■ Your objective ■
Within the listing, each line that has the string "parsing" should be copied.

=== Section Start ===

PR #211, opened 2020-11-17
Alternative parsing

fearthecowboy:
A different parsing model that builds live objects that can be round tripped.

(see /implementation.md)


daviwil:
Closing for now!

=== Section End ===

■ Output of the task ■
Alternative parsing
A different parsing model that builds live objects that can be round tripped.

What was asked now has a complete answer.